Problem: In the data below, which lines hold "spec"? Copy every one.

Records contained in a dataset:
PR #1112, opened 2026-06-24
`ResourceStack`: nest stacked plates by `Plate.stacking_z_height`

c-reiter:
## Summary

Follow-up to #1110, which added `Plate.stacking_z_height`. This PR makes `ResourceStack` actually use it, and brings in the documentation that belonged with that work.

**Why a separate PR:** these changes were force-pushed to the #1110 branch a few minutes *after* it had already been squash-merged, so they never reached `main`. #1110 landed only the `Plate` attribute (param, `serialize()`, `__eq__`/`__hash__`, tests); the `ResourceStack` nesting and the docs were left behind on the merged branch. This PR re-applies that delta on top of current `main`.

## Changes

- **`ResourceStack`**: bare plates stacked in the z direction now **nest** by their stacking pitch. A plate placed directly on another bare plate sinks in by `size_z - stacking_z_height`, so a stack of `N` identical plates is `size_z + (N - 1) * stacking_z_height` tall — applied consistently to both `get_size_z()` and child placement via a shared `_nesting_overlap()` helper. Gated on the value being set, and skipped when the lower plate wears a lid. This parallels the lid-nesting `ResourceStack` already performed.
- **Docs**: documented `stacking_z_height` (what it is, how to measure it, the `ResourceStack` nesting behavior) on the Plate resource page and the ResourceStack notebook, and added it to the example plate definition in the contributor guide.
- **Tests**: two/three plates nest to the correct height *and* positions, no-nesting without the value (back-compat), and no nesting onto a lidded plate.

## Notes

- Backwards compatible: no library plate sets `stacking_z_height`, so `ResourceStack` behavior is unchanged for all existing labware.

### DIFF
--- a/docs/contributor_guide/contributing-new-resources.md
+++ b/docs/contributor_guide/contributing-new-resources.md
@@ -59,6 +59,10 @@ def AGenBio_96_wellplate_Ub_2200ul(name: str, lid: Optional[Lid] = None) -> Plat
     size_x=127.76,  # from spec
     size_y=85.48,  # from spec
     size_z=42.5,   # from spec
+    # Optional: the vertical pitch one plate adds to a stack of identical plates
+    # (size_z minus how far two identical plates nest). Only needed by plate
+    # stackers (e.g. the Agilent BenchCel); leave unset (None) otherwise.
+    stacking_z_height=39.0,  # measured
     ...
   )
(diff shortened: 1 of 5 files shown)


rickwierenga:
thanks!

Reply to the exercise:
     size_x=127.76,  # from spec
     size_y=85.48,  # from spec
     size_z=42.5,   # from spec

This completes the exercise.